In a survey of U.S. writing teacher-scholars who practice new media composition in their writing classrooms,

63 percent of respondents cited time issues—either time to learn new technologies (n=4) or time to implement that knowledge (n=6)—as preventing factors in producing their own digital media scholarship (q114). That is not a surprising factor considering that for those respondents who had already published multimodal scholarship (n=16), 31 percent (n=5) reported that it took them between 2– 5 months to compose a scholarly text and 19 percent (n=3) indicating that it took them more than a year to compose their multimodal text (q121). Overall, 44 percent of respondents for that question (q121) reported that it took them anywhere from “6–9 months” to “more than two years” to complete their multimodal scholarly text. (Anderson et al, 2006)

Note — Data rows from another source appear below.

PR #271, opened 2025-04-25
MFX is also a LCLS2 hutch for makepeds

silkenelson:
add MFX to list of LCLS2 hutches for makepeds.

### DIFF
--- a/scripts/makepeds
+++ b/scripts/makepeds
@@ -200,7 +200,7 @@ else
     HUTCH=${EXP:0:3}
 fi
 
-LCLS2_HUTCHES="rix, tmo, txi, ued"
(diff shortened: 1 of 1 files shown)


silkenelson:
Not a good reason that txi exists in makepeds, but not takepeds - in practice neither of them are needed for TXI right now. I have another addition to the script that it meant to catch a failure I managed to run into today that is rare, so I'll go make this consistent. Actually, takepeds could use the same mechanism that restartdaq etc use as this is run on the PCDS systems and not S3DF.

silkenelson:
The other comment was also very good - that must have been how I got MFX to work. Obviously I could not remember this, so the new way is cleaner and I've removed the --lcls2 flag in an upcoming release.

PR #1914, opened 2022-04-15
Don't implicitly map id/featured/primary to new names during normalization, so we can warn users.

jonathan-codaio:
Also, export our zod error mapping utility so we can reuse it on the `coda` side.

In my first pass at this, `normalizeSchema()` kind of magically remapped id/featured/primary to their new names, which immediately made them future-compatible, but that's actually probably not desirable if we want to warn people to update their source code. Whenever we later rip out the old fields from the SDK, their code would break at that much later date. Better to catch it early.


huayang-codaio (approved):

ekoleda-codaio:
@jonathan-codaio - What is the net effect of this for the Pack maker? No difference to the deprecation effects, it just shows up differently to our server?

patrick-codaio (approved):

jonathan-codaio:
> @jonathan-codaio - What is the net effect of this for the Pack maker? No difference to the deprecation effects, it just shows up differently to our server?

Before this PR, a maker who used old field names would have them transformed automatically to the new field names without their knowledge (which I did not intend), and so would bypass any opportunity we had to warn them about deprecating those field names. But if we eventually remove the old field names entirely from the SDK, they would stop getting the auto-conversion and their code would break at that much later date, without ever having gotten a warning.

The net effect of this PR is to create the intuitive behavior you'd effect from deprecating fields--they don't get automagically mapped to new fields and makers get prompted to change the fields themselves at their own time.

PR #1916, opened 2022-04-18
Bump the SDK version number so that yarn won't resolve packs-sdk-for-web-editor the same commit hash accidentally.

jonathan-codaio:
PTAL @huayang-codaio @patrick-codaio @dweitzman-codaio @coda/packs


huayang-codaio (approved):
oh, interesting.

patrick-codaio (approved):

PR #1918, opened 2022-04-19
Include SDK version in metadata and condition auth.networkDomain validation on it

dweitzman-codaio:
This is to support making backwards incompatible changes in a way that gives a grace period for people on older SDKs before they need to upgrade

A follow-up at some point should be server-side validation to make sure the uploading SDK version isn't "too old", however we define that. This would be the forcing function to make people eventually upgrade their SDK


builder.ts
```diff
@@ -74,6 +75,12 @@ export class PackDefinitionBuilder implements BasicPackDefinition {
    * See {@link PackVersionDefinition.version}.
    */
   version?: string;
+
+  /**
+   * See {@link PackVersionDefinition.sdkVersion}.
+   */
+  sdkVersion?: string;
```
jonathan-codaio, line 82: Could we maybe do something like have `validatePackVersionMetadata()` take the sdkVersion as a second argument and inject it into into the `metadata` value before calling `safeParse()`? (Then remove it before returning it.)

I'd rather that the SDK version remain an out-of-band piece of data that the maker doesn't even have the opportunity to specify themselves, it should always be inferred by the tooling.

helpers/sdk_version.ts
```diff
@@ -0,0 +1,8 @@
+import {ensureExists} from './ensure';
+import semver from 'semver';
+import {version} from '../package.json';
```
jonathan-codaio, line 3: I think we initially did this much simpler and more correct approach for getting the version from package.json, but it wreaked havoc with our CI build-is-up-to-date checks for dependabot PRs. See the PR comments here for some more details: https://github.com/coda/packs-sdk/pull/831

So we probably want to go back to other approach.

builder.ts
dweitzman-codaio: Updated so `validatePackVersionMetadata()` takes an extra argument and consults a list called `packMetadataSchemaBySdkVersion` that can modify the Zod schema conditionally based on the SDK version. Seemed a little cleaner for the moment than mutating the `metadata` temporarily, but I don't have strong feelings either way

helpers/sdk_version.ts
dweitzman-codaio: Reverted this code while removing `sdkVersion` from the metadata itself

testing/upload_validation.ts
```diff
@@ -95,10 +96,26 @@ export class PackMetadataValidationError extends Error {
...
+export async function validatePackVersionMetadata(
+  metadata: Record<string, any>,
+  sdkVersion: string | undefined,
+): Promise<PackVersionMetadata> {
+  let combinedSchema: z.ZodType<Partial<PackVersionMetadata>> = legacyPackMetadataSchema;
+
+  // Server-side validation may be running a different SDK version than the pack maker
+  // is using, so some breaking changes to metadata validation can be set up to only
+  // take effect before or after an SDK version bump.
+  if (sdkVersion) {
```
huayang-codaio, line 108: I guess sdkVersion is only absent for some very old pack versions?

testing/upload_validation.ts
```diff
@@ -1194,43 +1211,52 @@ const legacyPackMetadataSchema = validateFormulas(
...
       path: ['networkDomains'],
     },
-  )
-  .superRefine((untypedData, context) => {
+  );
+const packMetadataSchemaBySdkVersion = [
+  {
     // Check that packs with multiple network domains explicitly choose which domain gets auth.
+    // This is a backward-incompatible validation that takes effect in any pack release after 0.9.0.
+    versionRange: '>0.9.0',
```
huayang-codaio, line 1219: is this >0.9.0 or >=0.9.0? just double check. I don't know which versions they were added.

huayang-codaio (approved):
lgtm.

this approach works. I was thinking about plugging sdkVersion into zod's context object but that requires a patch to the package. This approach is definitely easier.

testing/upload_validation.ts
dweitzman-codaio: Looks like sdkVersion started being included in https://github.com/coda/packs-sdk/pull/970 in May 2021

huayang-codaio: yeah, feel like we can just assume sdkVersion is always available.

testing/upload_validation.ts
dweitzman-codaio: The code was changed while the SDK version was still 0.9.0 without bumping the SDK version, so I used `>0.9.0` to say, "whatever the next version is"

Turns out the next release was `0.10.0`, so there would only be a `0.9.1` release if we decided we wanted to maintain the `0.9` branch do a bugfix or security patch release

testing/upload_validation.ts
huayang-codaio: or actually, I am not sure if we have any packs that old. maybe we do. the current way is good. is it possible to add some log here?

testing/upload_validation.ts
```diff
@@ -1194,43 +1211,52 @@ const legacyPackMetadataSchema = validateFormulas(
         "Specify the domain that your pack makes http requests to using `networkDomains: ['example.com']`",
       path: ['networkDomains'],
     },
-  )
-  .superRefine((untypedData, context) => {
+  );
+const packMetadataSchemaBySdkVersion = [
```
jonathan-codaio, line 1215: Mind giving this a static type?

Right now if somebody adds a new entry to the list and gets the interface wrong, TS will just happily infer this as the union of whatever it was given and we'll fail at runtime instead.

jonathan-codaio (approved):
Nice, this is quite clean.

Just so I understand, once we e.g. require all new uploads with >0.9.0 we would just move these checks into the base schema, right?

testing/upload_validation.ts
dweitzman-codaio: Not sure that here in the SDK wouldn't be the best place to log, but it'd be simple enough to logging or metrics directly from server code before calling into `validatePackVersionMetadata`.

(My preferred approach to tracking the use of deprecated features would probably be a workflow that scans all packs daily and gathers any deprecation warnings or other findings that might impact changes we're hoping to make)

huayang-codaio: > Not sure that here in the SDK wouldn't be the best place to log, but it'd be simple enough to logging or metrics directly from server code before calling into validatePackVersionMetadata.

makes sense. 

> (My preferred approach to tracking the use of deprecated features would probably be a workflow that scans all packs daily and gathers any deprecation warnings or other findings that might impact changes we're hoping to make)

I still feel like it's easier to just query athena if we make all external metadata queryable. but a workflow idea definitely works.

huayang-codaio (approved):

testing/upload_validation.ts
dweitzman-codaio: Done

dweitzman-codaio:
> Nice, this is quite clean.
> 
> Just so I understand, once we e.g. require all new uploads with >0.9.0 we would just move these checks into the base schema, right?

Yes, exactly

test/upload_validation_test.ts
```diff
@@ -40,12 +40,15 @@ import {validateSyncTableSchema} from '../testing/upload_validation';
 import {validateVariousAuthenticationMetadata} from '../testing/upload_validation';
 
 describe('Pack metadata Validation', () => {
-  async function validateJson(obj: Record<string, any>) {
-    return validatePackVersionMetadata(obj);
+  async function validateJson(obj: Record<string, any>, sdkVersion?: string) {
+    const packageJson = await import('../package.json');
```
jonathan-codaio, line 44: I think this is what's tripping up the CI. One of the build tools is too smart for its own good and as far as I can tell sniffs the dynamic imports for string literals, and includes the imported literal paths in the compiled output in `dist`.

The other places where we dynamically import this (intentionally) don't use string literals in part because of this. If you change this line to something like `await import('' + '../package.json');` (and then rebuild) it should avoid the issue. 😱

PR #1920, opened 2022-04-20
Check for deprecated field names in object schemas. Add a warning mode for validation that applies all schema extensions.

jonathan-codaio:
Will update things on the `coda` side in my pending change to call this to generate warnings.

### DIFF
--- a/testing/upload_validation.ts
+++ b/testing/upload_validation.ts
@@ -46,6 +46,7 @@ import {PostSetupType} from '../types';
 import type {QueryParamTokenAuthentication} from '../types';
 import {ScaleIconSet} from '../schema';
 import type {ScaleSchema} from '..';
+import type {Schema} from '..';
 import type {SetEndpoint} from '../types';
 import {SimpleStringHintValueTypes} from '../schema';
 import type {SimpleStringSchema} from '../schema';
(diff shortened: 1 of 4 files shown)


testing/upload_validation.ts
```diff
@@ -107,7 +111,7 @@ export async function validatePackVersionMetadata(
   // take effect before or after an SDK version bump.
   if (sdkVersion) {
     for (const {versionRange, schemaExtend} of packMetadataSchemaBySdkVersion) {
-      if (semver.satisfies(sdkVersion, versionRange)) {
+      if (warningMode || semver.satisfies(sdkVersion, versionRange)) {
```
dweitzman-codaio, line 114: As a thought experiment, I'm wondering if there could be a hypothetical future where we're temporarily supporting two SDK versions during an upgrade grace period and we'd want to add a validation that only impacts the older one and not the newer one

Accepting "warningMode" as a boolean would still work as an API here, but the implementation might change a little so that `warningMode` is like using the maximum theoretical semantic version

For now, at least, this logic seems fine

dweitzman-codaio (approved):
Seems to get the job done

testing/upload_validation.ts
jonathan-codaio: Yep totally, similar scenarios have occurred to me too. I hurt my head quite a bit trying to arrive at this general approach, so figured we'd start with the simplest thing and then can address specific shortcomings or new use cases as we need to.

PR #1922, opened 2022-04-21
Show deprecation warnings in coda validate.

jonathan-codaio:
To finish this off, we should next read the server-generated deprecation warnings that come back in the API response from `coda upload` and render those too. But this is helpful to allow people to (eventually) check most things for themselves locally. The major issue though is that if they're on an SDK version before this is supported, the ability to check for deprecation warnings locally doesn't exist, and so they would only know they're using deprecated stuff when `coda upload` tells them.

### DIFF
--- a/cli/validate.ts
+++ b/cli/validate.ts
@@ -13,9 +13,10 @@ import {validatePackVersionMetadata} from '../testing/upload_validation';
 
 interface ValidateArgs {
   manifestFile: string;
+  checkDeprecationWarnings: boolean;
 }
 
-export async function handleValidate({manifestFile}: ArgumentsCamelCase<ValidateArgs>) {
+export async function handleValidate({manifestFile, checkDeprecationWarnings}: ArgumentsCamelCase<ValidateArgs>) {
   const fullManifestPath = makeManifestFullPath(manifestFile);
   const {bundlePath} = await compilePackBundle({manifestPath: fullManifestPath, minify: false});
   const manifest = await importManifest<PackVersionDefinition>(bundlePath);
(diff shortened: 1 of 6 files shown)


cli/validate.ts
```diff
@@ -26,10 +27,13 @@ export async function handleValidate({manifestFile}: ArgumentsCamelCase<Validate
...
 
   const metadata = compilePackMetadata(manifest);
-  return validateMetadata(metadata);
+  return validateMetadata(metadata, {checkDeprecationWarnings});
 }
 
-export async function validateMetadata(metadata: PackVersionMetadata) {
+export async function validateMetadata(
+  metadata: PackVersionMetadata,
+  {checkDeprecationWarnings = true}: {checkDeprecationWarnings?: boolean} = {},
```
jonathan-codaio, line 35: Adding the ability to turn this off when called directly, since the `packs` repo will likely have thousands of such warnings before we go fix everything.

setup-env.sh
```diff
@@ -0,0 +1,3 @@
+BASEDIR="$( cd "$( dirname "${BASH_SOURCE[0]}" )" && pwd )"
+
+export PATH=${BASEDIR}/build/node/bin:${BASEDIR}/node_modules/.bin:${PATH}
```
jonathan-codaio, line 3: Just copying this from the `packs` repo, allows us to run `ts-node` unqualified when trying to test the CLI locally. (In the `packs` repo it allows us to run `coda` unqualified.)

dweitzman-codaio: Maybe put that as a comment in the code for future reference?

dweitzman-codaio (approved):

setup-env.sh
jonathan-codaio: Done

PR #1925, opened 2022-04-25
Show server-generated deprecation warnings at the end of coda upload.

jonathan-codaio:
Should be the last piece of the puzzle. Makes the CLI show the same output as the web editor when uploading a new pack version if the server determines there are deprecation warnings. In theory this is the same output as what `validateMetadata()` with `checkDeprecationWarnings: true` would return locally, but we should consider the server authoritative in case we add server-side only checks.

All the changes are in `upload.ts`. The rest is just bringing the API codegen up to date to get the new type def that includes deprecation warnings on the upload response.

PTAL @dweitzman-codaio @patrick-codaio @coda/packs

### DIFF
--- a/cli/upload.ts
+++ b/cli/upload.ts
@@ -171,7 +171,7 @@ export async function handleUpload({
     }
 
     const {deprecationWarnings} = uploadCompleteResponse;
-    if (deprecationWarnings) {
+    if (deprecationWarnings?.length) {
       print(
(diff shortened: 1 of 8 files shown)


dweitzman-codaio (approved):
Nice

jonathan-codaio:
Oops forgot to include screenshot

Screen Shot 2022-04-25 at 1 22 04 PM

PR #1927, opened 2022-04-26
Don't hard fail on breaking changes until future version 1.0.0.

jonathan-codaio:
Our intent is that our next SDK version will expose the new fields and allow for a transition period, and 2 releases from now is when we would actually start enforcing them, so we need our semver filters to reflect that.

PTAL @dweitzman-codaio @huayang-codaio @alexd-codaio @coda/packs

### DIFF
--- a/dist/testing/upload_validation.js
+++ b/dist/testing/upload_validation.js
@@ -1021,8 +1021,8 @@ const legacyPackMetadataSchema = validateFormulas(unrefinedPackVersionMetadataSc
 const packMetadataSchemaBySdkVersion = [
     {
         // Check that packs with multiple network domains explicitly choose which domain gets auth.
-        // This is a backward-incompatible validation that takes effect in any pack release after 0.9.0.
-        versionRange: '>0.9.0',
+        // This is a backward-incompatible validation that takes effect in any pack release after 1.0.0.
+        versionRange: '>=1.0.0',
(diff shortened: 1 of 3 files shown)


spencer-codaio:
how does this work with our next release if we don't want to enforce the breaking changes for 2 more releaes? Is the thinking that we'd bump this number after the next release to our future "breaking changes" one?

jonathan-codaio:
> how does this work with our next release if we don't want to enforce the breaking changes for 2 more releaes? Is the thinking that we'd bump this number after the next release to our future "breaking changes" one?

The next release (intended to be 0.10, but there was some wonkiness on the `coda` side, so it'll likely be 0.11) will expose all the new properties and features, so folks can start using them, but not require them. The logic to show deprecation warnings will apply every schema extension in `packMetadataSchemaBySdkVersion` regardless of SDK version and generate warnings. So when people upgrade to 0.11 they'll be able to see warnings, and switch to new fields at their leisure, but not get any hard errors. Only when they upgrade to 1.0 will we enforce these as errors.

dweitzman-codaio (approved):
I'll need to make sure I update my comment in the other PR to say that networkDomain is required in >=1.0.0 rather than 0.10.0

huayang-codaio (approved):

PR #1928, opened 2022-04-26
mark a few more methods as deprecated

huayang-codaio:
saw these when I was here. @coda/packs

### DIFF
--- a/api.ts
+++ b/api.ts
@@ -261,8 +261,6 @@ export type GenericDynamicSyncTable = DynamicSyncTableDef<any, any, ParamDefs, a
 export type SyncTable = GenericSyncTable | GenericDynamicSyncTable;
 
 /**
- * @deprecated
- *
  * Helper to determine if an error is considered user-visible and can be shown in the UI.
  * See {@link UserVisibleError}.
  * @param error Any error object.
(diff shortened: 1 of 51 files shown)


api.ts
```diff
@@ -261,6 +261,8 @@ export type GenericDynamicSyncTable = DynamicSyncTableDef<any, any, ParamDefs, a
 export type SyncTable = GenericSyncTable | GenericDynamicSyncTable;
 
 /**
+ * @deprecated
```
jonathan-codaio, line 264: How come this one?

huayang-codaio: this is export from `legacy_exports`. maybe it's a mistake?

jonathan-codaio: Ah ok. I would just remove `@deprecated` but you can leave otherwise leave it alone for now.

I think what probably happened is that everything that used to be in `index.ts` that we seemed to only use for implementation purposes I moved to legacy_exports. I think I was trying to avoid importing anything that wasn't in index.ts or legacy_exports.ts so we could be disciplined about what the interface of the SDK was. We kind of gave up on that for decent reasons and so if it was today I would just remove this from legacy_exports and import it directly from `/dist/api`, but no need to bother right now.

jonathan-codaio (approved):

PR #1929, opened 2022-04-27
Normalize schema property

alexd-codaio:


huayang-codaio (approved):

jonathan-codaio (approved):
Ah ☹️ I should see if we can add a simple test that all the properties are coming through in practice.

PR #1959, opened 2022-05-02
Remove transformBody from lambda

alexd-codaio:
@jonathan-codaio @spencer-codaio @coda/packs PTAL

Looks good? As it turns out, I don't think it's a huge deal if we run `transformBody` more than once (it will just do nothing), but we need to run it at least once. :D


alexd-codaio:
Huge failwhale on the tests... digging in.

handler_templates.ts
```diff
@@ -354,7 +354,5 @@ export function generateObjectResponseHandler<T extends Schema>(
     if (!finalSchema) {
       return projectedBody;
     }
-
-    return transformBody(projectedBody, finalSchema);
```
huayang-codaio, line 358: do you just want to return `projectedBody` regardless of `finalSchema` here?

huayang-codaio (commented):
lgtm but be aware that 0.11.0 has been cut. this might be 0.11.0

handler_templates.ts
alexd-codaio: Yes. Done.

huayang-codaio (approved):
cool. just realized we are cutting this to 0.12.0 from https://github.com/coda/coda/pull/71238

huayang-codaio:
oh man, there are tons of test cases to update. :)

alexd-codaio:
Fixed the tests.

@jonathan-codaio @spencer-codaio  - One artifact of this change is that it will/could break tests that assume that `transformBody` is supposed to be called by the lambda glue. Not sure if we're worried about that or not.

test/execution_test.ts
```diff
@@ -207,7 +207,7 @@ describe('Execution', () => {
               }),
             },
             execute: async ([valid]) => {
-              return valid ? {foo: 'blah'} : {foo: 123};
+              return valid ? {Foo: 'blah'} : {Foo: 123};
```
jonathan-codaio, line 210: How come many of these are changing to use normalized-style keys?

jonathan-codaio (commented):
Hmm, yeah this is going to break all the tests in `packs`, `packs-examples`, and any test a third-party developer has written, since they all assert based on normalized output.

Mostly I think that's a good thing, it was really confusing before that the output you see in a unittest or in the CLI is normalized when you as the developer don't really care. It will be much more intuitive that when testing with only the SDK the output is literally what you return from your `execute` implementation.

But it's disruptive, and we've gone to great lengths to package up our current round of breaking changes into a big announcement this week including a migration guide, and we can't immediately follow it up with more breaking changes.

I wonder if we want to add an option to `ExecuteOptions` in `executeFormulaFromPackDef` and `executeSyncFormulaFromPackDef` that toggles whether or not the output is normalized, and default it to true to preserve backwards compatibility, and then for 1.0.0 maybe we invert the default?

CC @ekoleda-codaio

test/execution_test.ts
alexd-codaio: The tests relied on the fact that we did normalization of the object output?

ekoleda-codaio:
It seems like a good change to make, and it would be nice if we could work this into our existing breaking moment. Given this only affects the CLI we don't _need_ to provide a toggle for it, since CLI users can choose when to upgrade SDK versions.

test/execution_test.ts
huayang-codaio: I guess the argument is that we should probably change the expected output, instead of changing the `execute` function for the tests.

alexd-codaio:
OK. Updated this to retain the behavior within tests and a flag for disabling it. Added changelog entry.

PTAL @jonathan-codaio @ekoleda-codaio

jonathan-codaio (commented):
Mind just patching in this commit hash to `packs` and making sure `make test` still passes?

test/validation_test.ts
```diff
@@ -85,7 +85,7 @@ describe('Property validation in objects', () => {
     examples: [],
     parameters: [makeBooleanParameter('boolParam', 'Pass in a boolean (malformed is ok)')],
     execute: async ([boolParam]) => {
-      return {bool: boolParam};
+      return {Bool: boolParam};
```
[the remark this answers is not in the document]
alexd-codaio: Well, the schema is also being normalized, so `bool: {type: ValueType.Bool}` is actually `Bool: {type: ValueType.Bool}` in the tests...

I can revert these changes if you'd like, but thought it was easier to keep them around since it's going to have to be changed anyway.

alexd-codaio:
@jonathan-codaio Tests pass with that commit BTW.

image

test/validation_test.ts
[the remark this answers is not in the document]
alexd-codaio: As discussed, I reverted most of the test changes here and will let someone clean it up once we remove this flag. 

I retained the VM ones, since I didn't think it was necessary to add the normalization logic since these didn't appear in the user-visible test framework(?).

jonathan-codaio (approved):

(Go back to the argument above)

 

On the naysayers...

My favorite, manifesto-ensuing-from-me quote (as this webtext partly enacts) was this nugget by James English (2005), given at the 2004 MLA conference to the Council of Editors of Learned Journals (prior to my having become editor of Kairos):

James English (2005) from the Journal of Scholarly Publishing

(Go back to the argument above)

 

On the unexplored reasons for not doing new media production in writing classes...

There are several authors who have tackled this topic in the last year or two, although the focus of these articles is nearly always on writing teachers who already implement new media production, not on those who might do it but haven't yet. For an overview of the troubles that writing teachers who ask students to produce new media texts face, see the already-important article, 'The When of New Media' by DeVoss, Cushman, and Grabill (2005), which details why infrastructural issues in computer labs can turn teachers away from new media production. In addition, Anderson et al. (2006) discuss the lack of technological resources for teachers who already do implement new media production into their classes, and so it's no wonder others don't pick up the call of new media literacy--it's expensive and requires a change in thinking about the political economies of English departments. (See Moeller, Cargile Cook, and Ball, forthcoming, for a discussion on how to enact technological change within a writing department by performing a political economy analysis.)

(Go back to the argument above)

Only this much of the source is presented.